Notice how we still have a problem: we’ve excluded the result that has sensitive text and is marked mature (result 4).

It’s tempting to think we could move the mature filtering to after when we’ve derived the list of sensitive result IDs. However, the problem will remain the same: we will exclude results that are both marked mature and have sensitive textual content:

origin_index_results = [
  {id: 1, mature: false}, # no sensitive text
  {id: 2, mature: true}, # no sensitive text
  {id: 3, mature: false}, # has sensitive text
  {id: 4, mature: true}, # has sensitive text
]

filtered_index_results = [
  {id: 1, mature: false}, # no sensitive text
]

sensitive_result_ids = origin_index_result_ids - filtered_index_result_ids
# => [1, 2, 3, 4] - [1] = [2, 3, 4]

sensitive_results = [r for r in origin_index_results if r["_id"] in sensitive_result_ids and not r["mature"]]
# => [3]

Result 4 is still excluded because we can’t tell in the final operation whether result 4 was not in the set of IDs from the filtered index only because it is marked mature or if it also has sensitive textual content.

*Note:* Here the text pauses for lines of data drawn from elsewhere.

PR #1148, opened 2025-10-15
refactor(android): call WindowEvent::Destroyed on activity destroy

### LINKED ISSUE #13568: [bug] Android crashes when re-launching after closing from app switcher
### Describe the bug

Steps to reproduce:
- Build an Android app with tauri-plugin-log
- Swipe away the app from the app switcher
- Open the app
- Observe a panic & crash

In the log you will see: `error while running tauri application: PluginInitialization("log", "attempted to set a logger after the logging system was already initialized")`

### Reproduction

_No response_

### Expected behavior

No crash should occur

### Full `tauri info` output

```text
[✔] Environment
    - OS: Mac OS 15.3.2 arm64 (X64)
    ✔ Xcode Command Line Tools: installed
    ✔ rustc: 1.87.0 (17067e9ac 2025-05-09)
    ✔ cargo: 1.87.0 (99624be96 2025-05-06)
    ✔ rustup: 1.28.2 (e4f3ad6f8 2025-04-28)
    ✔ Rust toolchain: stable-aarch64-apple-darwin (default)
    - node: 22.13.0
    - pnpm: 10.11.0
    - npm: 10.9.2

[-] Packages
    - tauri 🦀: 2.5.1
    - tauri-build 🦀: 2.2.0
    - wry 🦀: 0.51.2
    - tao 🦀: 0.33.0
    - @tauri-apps/api : 2.5.0
    - @tauri-apps/cli : 2.5.0

[-] Plugins
    - tauri-plugin-single-instance 🦀: 2.2.4
    - tauri-plugin-log 🦀: 2.4.0
    - @tauri-apps/plugin-log : not installed!
    - tauri-plugin-store 🦀: 2.2.0
    - @tauri-apps/plugin-store : 2.2.0
    - tauri-plugin-os 🦀: 2.2.1
    - @tauri-apps/plugin-os : 2.2.1
    - tauri-plugin-process 🦀: 2.2.1
    - @tauri-apps/plugin-process : 2.2.1
    - tauri-plugin-updater 🦀: 2.7.1
    - @tauri-apps/plugin-updater : 2.7.1
    - tauri-plugin-opener 🦀: 2.2.7
    - @tauri-apps/plugin-opener : 2.2.7
    - tauri-plugin-deep-link 🦀: 2.3.0
    - @tauri-apps/plugin-deep-link : 2.3.0
    - tauri-plugin-fs 🦀: 2.3.0
    - tauri-plugin-shell 🦀: 2.2.1
    - @tauri-apps/plugin-shell : 2.2.1

[-] App
    - build-type: bundle
    - CSP: unset
    - frontendDist: ../dist
    - devUrl: http://localhost:3001/
    - framework: React
    - bundler: Vite

[-] iOS
    - Developer Teams: [REDACTED]
```

### Stack trace

```text

```

### Additional context

_No response_

lucasfernog:
currently the Rust lifecycle is partially tied to the Android activity lifecycle:
- when the activity is created we initialize the event loop: https://github.com/tauri-apps/wry/blob/84b0ec2e35236e0b43150e37b55c7b6d2e5cf7e9/src/android/kotlin/WryActivity.kt#L61 https://github.com/tauri-apps/tao/blob/fda48e80ef0600079666c19146eb01bdfc4dd3c4/src/platform_impl/android/ndk_glue.rs#L196
- on destroy we are not doing anything in particular now, but we should let the app exit the event loop so it can properly restart when the activity gets recreated

to reproduce this, open a Tauri app and press the back button - it will destroy the activity, and reopening the app will crash due to some global state trying to reinitialize (like a log plugin initialization or any other global singleton values)

closes https://github.com/tauri-apps/tauri/issues/13568

### DIFF
--- a/.changes/android-destroy.md
+++ b/.changes/android-destroy.md
@@ -1,0 +1,5 @@
+---
+"tao": patch
+---
+
+Trigger `WindowEvent::Destroyed` when the Android activity is destroyed. In this case, the app should either exit by setting the control flow to `ControlFlow::ExitWithCode` or NOT call the create() external function when the activity is recreated and `onCreate` is called, handling how to recreate the app window via a separate hook that can leverage the existing tao event loop.
--- a/src/platform_impl/android/mod.rs
+++ b/src/platform_impl/android/mod.rs
@@ -184,6 +184,17 @@ impl<T: 'static> EventLoop<T> {
               }
             );
           }
+          Event::Destroy => {
+            call_event_handler!(
+              event_handler,
+              self.window_target(),
+              control_flow,
+              event::Event::WindowEvent {
+                window_id: window::WindowId(WindowId),
+                event: event::WindowEvent::Destroyed,
+              }
+            );
+          }
           _ => {}
         },
         Some(EventSource::InputQueue) => {


lucasfernog:
note that Tauri will notice the only window is getting destroyed and automatically exit the event loop; if we want to keep the Rust app alive while the activity is destroyed, we'll need to enhance the lifecycle management on wry and tauri (this includes adding more hooks to detect app restart, currently we only have App::setup to initialize the app window and any other global state, which can't really be reused for app restarts - since you might do some one-off tasks such as initializing the log plugin).

FabianLars (approved):
i think i was never able to reproduce the issue so i didn't test this but it sounds reasonable.

lucasfernog:
> i think i was never able to reproduce the issue so i didn't test this but it sounds reasonable.

@FabianLars back button to close app and then reopen

FabianLars:
yeah, never had problems with that. it worked fine earlier today when i tested the back button default exit behavior in the context of https://github.com/tauri-apps/tauri/pull/14133 (in an emulator)

FabianLars:
actually nvm, that test app today was too basic for this

lucasfernog:
i mean you might not see the crash if you do not initialize the log plugin or any other singleton thingy, you might just notice two entry point calls in the same app instance

FabianLars:
yeah idk i think i got that once just now? (versus none with the PR 🤷 )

The only way I can think of to solve this is to have an index solely of documents that do have sensitive textual content and querying it to derive the final list of sensitive results without needing to rely on the diversely filtered index. However, this adds a big re-indexing burden (yet another additional index) that can be bypassed altogether if we just exclude mature results from the filtered index to begin with. Keep in mind that the mature field on documents is an indexed boolean field. Searching these fields is extremely efficient. Any potential performance benefit at query time would be negligible and certainly not worth the additional complications of the only potential way to exclude mature results from the filtered index.

Wrap up¶

To wrap up the implementation, once the final step has been completed and results are filtered or correctly marked as sensitive, we will promote the include_sensitive_results parameter by removing the unstable designation. Additionally, we will deprecate the mature parameter by removing it from the documentation. To maintain API version backwards compatibility, it should continue to operate as an undocumented alias for the include_sensitive_results parameter. Finally, we will remove the ENABLE_FILTERED_INDEX_QUERIES setting and make it the default behaviour.

Work streams¶

While the ingestion server and catalogue change could be implemented at roughly the same time, it’s probably useful to implement the ingestion server change first so that the catalogue change can actually be tested in the local environment with the new API functions. That means there is a single work stream for this implementation plan.

The frontend implementation is not entirely blocked by this plan as the frontend can artificially set the “sensitivity” field on results for testing. Final integration and validation of the frontend will depend on finishing this implementation, however.